Pesanan Gabungan Rugikan Driver Ojol Lantaran Upahnya Tidak Dibayar Semestinya

8 May 2023 13:05 WIB

thumbnail-article

Salah satu pengemudi ojek online yang mengantar pesanan makanan. Sumber: Antara.

Penulis: Rusti Dian

Editor: Margareth Ratih. F

Baru-baru ini muncul tweet seorang warganet yang mempertanyakan kebijakan baru Gojek Indonesia. Kebijakan tersebut menunjukkan bahwa driver ojol (ojek online) tidak dibayar semestinya. 

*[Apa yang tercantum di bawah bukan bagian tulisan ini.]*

PR #92, opened 2017-10-25
Remove WebIDL from spec text.

### LINKED ISSUE #4: Is the WebIDL expression necessary?
Do we need to specify the WebIDL expression of Verifiable Claims in the same document? Should it be in a separate document? It feels pretty heavy-weight in the current document.

msporny:
Closes #4.


msporny:
> burnburn weeps as all vestiges of his original text disappear from the spec.

The spirit of your text still lives on... :)

PR #94, opened 2017-11-08
Fix missing closing bracket in verifiable profile

peacekeeper:
In both the JSON and JSON-LD examples.
Also changing indentation of the "signature" block.


peacekeeper:

msporny:
@peacekeeper -- yep, you did the right think. Thank you for the fix!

Masalahnya adalah tentang driver yang bisa pick up dua order dari customer yang berbeda, asalkan memesan di resto yang sama. Alih-alih membuat driver tidak perlu mondar-mandir, kebijakan ini justru membuat driver tidak mendapat bayaran semestinya.

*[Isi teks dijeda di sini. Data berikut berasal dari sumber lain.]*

PR #96, opened 2017-11-16
Initial commit of vocabulary files.

### LINKED ISSUE #33: RDFS / OWL for VC vocabulary?
Hello, I'm curious if there are plans to define an RDF schema or OWL ontology for the VC vocabulary. E.g. what would be the rdfs:domain and rdfs:range of the cred:claim property?

gkellogg:
This simply adds the vocabulary updates described in the F2F at TPAC. Ill file issues on issues raised at TPAC.

Fixes #33.

### DIFF
--- a/vocab/context.jsonld
+++ b/vocab/context.jsonld
@@ -1,0 +1,87 @@
+{
+  "@context": {
+    "id": "@id",
+    "type": "@type",
+    "cred": "https://w3id.org/credentials#",
+    "dc": "http://purl.org/dc/terms/",
+    "schema": "http://schema.org/",
+    "sec": "https://w3id.org/security#",
+    "xsd": "http://www.w3.org/2001/XMLSchema#",
+    "CryptographicKey": "sec:Key",
+    "GraphSignature2012": "sec:GraphSignature2012",
+    "Identity": "https://w3id.org/identity#Identity",
+    "LinkedDataSignature2015": "sec:LinkedDataSignature2015",
+    "created": {
+      "@id": "dc:created",
+      "@type": "xsd:dateTime"
+    },
+    "creator": {
+      "@id": "dc:creator",
+      "@type": "@id"
+    },
+    "domain": "sec:domain",
+    "expires": {
+      "@id": "sec:expiration",
+      "@type": "xsd:dateTime"
+    },
+    "nonce": "sec:nonce",
+    "normalizationAlgorithm": "sec:normalizationAlgorithm",
+    "owner": {
+      "@id": "sec:owner",
+      "@type": "@id"
+    },
+    "privateKey": {
+      "@id": "sec:privateKey",
+      "@type": "@id"
+    },
+    "privateKeyPem": "sec:privateKeyPem",
+    "publicKey": {
+      "@id": "sec:publicKey",
+      "@type": "@id"
+    },
+    "publicKeyPem": "sec:publicKeyPem",
+    "publicKeyService": {
+      "@id": "sec:publicKeyService",
+      "@type": "@id"
+    },
+    "revoked": {
+      "@id": "sec:revoked",
+      "@type": "xsd:dateTime"
+    },
+    "signature": "sec:signature",
+    "signatureAlgorithm": "sec:signatureAlgorithm",
+    "signatureValue": "sec:signatureValue",
+    "Credential": "cred:Credential",
+    "CryptographicKeyCredential": "cred:CryptographicKeyCredential",
+    "Profile": "cred:Profile",
+    "RevocationList2017": "cred:RevocationList2017",
+    "claim": {
+      "@id": "cred:claim",
+      "@container": "@graph"
+    },
+    "credential": {
+      "@id": "cred:credential",
+      "@type": "@id"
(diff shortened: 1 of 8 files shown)


vocab/credentials.jsonld
```diff
@@ -0,0 +1,251 @@
+{
```
msporny: Here's the latest context from the test suite: https://github.com/w3c/vc-test-suite/blob/gh-pages/contexts/vc-v1.jsonld

vocab/credentials.jsonld
```diff
@@ -0,0 +1,251 @@
...
+    },
+    "revoked": {
+      "@id": "sec:revoked",
+      "@type": "xsd:dateTime"
+    },
+    "signature": "sec:signature",
+    "signatureAlgorithm": "sec:signatureAlgorithm",
+    "signatureValue": "sec:signatureValue",
+    "Credential": "cred:Credential",
+    "claim": {
```
msporny: This needs to be updated in the test suite and here - "@container": "@graph", I think. @dlongley, I forget the details, but it looks like it's wrong in both the test suite and here.

vocab/credentials.jsonld
```diff
@@ -0,0 +1,251 @@
...
+    },
+    "recipient": {
+      "@id": "cred:recipient",
+      "@type": "@id"
+    },
+    "referenceId": {
+      "@id": "cred:referenceId"
+    }
+  },
+  "@graph": {
```
msporny: I'm wondering if we should split this out, where doing https://w3id.org/credentials gets this document, and https://w3id.org/credentials/v1 just gets the context file w/o the RDFs/OWL vocabulary description. I'm concerned about file size, but perhaps unnecessarily so. I know that we always cache local copies in our programs and almost never go out to the network to get known contexts.

gkellogg: I'll update the script to create both the all-inclusive vocabulary and a separate context-only file.

vocab/credentials.jsonld
gkellogg: I'll add it, but we haven't defined `@container: @graph` in the spec, yet.

gkellogg:
Updated per @msporny's suggestions. There are some things that may still require abstraction (e.g., a super-class for `RevocationList2017`.

gkellogg:
@msporny Do these changes satisfy your review? Can you approve it?

msporny:
@gkellogg LGTM. @dlongley can you review please?

vocab/credentials.jsonld
```diff
@@ -246,6 +301,18 @@
           "en": "FIXME"
         }
       }
+    ],
+    "rdfs_instances": [
+      {
+        "@id": "cred:revocation",
+        "@type": "rdf:PRoperty",
```
msporny: Typo rdf:PRoperty

vocab/context.jsonld
```diff
@@ -0,0 +1,87 @@
...
+      "@id": "dc:creator",
+      "@type": "@id"
+    },
+    "domain": "sec:domain",
+    "expires": {
+      "@id": "sec:expiration",
+      "@type": "xsd:dateTime"
+    },
+    "nonce": "sec:nonce",
+    "normalizationAlgorithm": "sec:normalizationAlgorithm",
```
dlongley: I believe this has been renamed to `canonicalizationAlgorithm` (both terms appear in the security vocabulary but we decided to move forward with `canonicalizationAlgorithm`). Should I file a separate issue for this or should we just change it here?

vocab/context.jsonld
```diff
@@ -0,0 +1,87 @@
...
+    "CryptographicKeyCredential": "cred:CryptographicKeyCredential",
+    "Profile": "cred:Profile",
+    "RevocationList2017": "cred:RevocationList2017",
+    "claim": {
+      "@id": "cred:claim",
+      "@container": "@graph"
+    },
+    "credential": {
+      "@id": "cred:credential",
+      "@type": "@id"
```
dlongley: The `credential` field should also be: `"@container": "@graph"`. Again, should I file an issue for these sorts of issues separately or should we be making the changes now in this PR?

vocab/context.jsonld
msporny: Let's make the change in this PR.

vocab/context.jsonld
msporny: Let's make the change in this PR... these are "small" changes.

vocab/credentials.jsonld
gkellogg: Got it.

vocab/context.jsonld
gkellogg: 👍

vocab/context.jsonld
gkellogg: 👍

gkellogg:
I made the three suggested changes. Note that the procedure is to update the vocab.csv file and re-run mk_vocab.rb, rather than editing generated documents by hand.

msporny:
+1 to merge, I'll request a merge at the next telecon.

Gue awalnya pas dapat notif kalau driver harus nganterin orderan ke alamat yang pertama dulu senang, karena mikirnya driver bakalan dibayar 2 kali. Eh pas bapaknya datang dan tahu kalau dia cuma dapat Rp2.800 padahal gue bayar untuk delivery itu normal Rp13.000 malah jadi miris,”tulisnya dalam utas Twitter.

Menurutnya, driver juga harus mendapat bayaran normal di kedua orderan. Tapi kebijakan baru Gojek Indonesia ini justru mengambil 78% hak bayaran driver

Hal ini sontak menjadi perbincangan warganet pengguna Twitter. Bahkan di sana banyak juga driver ojol yang menyetujui utas berisi keluhan tersebut. Mereka juga membagikan ceritanya yang hanya mendapat upah sangat sedikit dari kedua orderan yang masuk.

Kebijakan pesanan gabungan

Kini, ada kebijakan pesanan gabungan sebagai salah satu fitur yang tersedia di layanan transportasi online, terlebih jika ingin memesan makanan. Pesanan gabungan ini diklaim mampu meningkatkan produktivitas mengantar makanan ke konsumen. Driver bisa menyelesaikan dua pesanan dalam sekali jalan dengan memperoleh dua tarif pengiriman sekaligus.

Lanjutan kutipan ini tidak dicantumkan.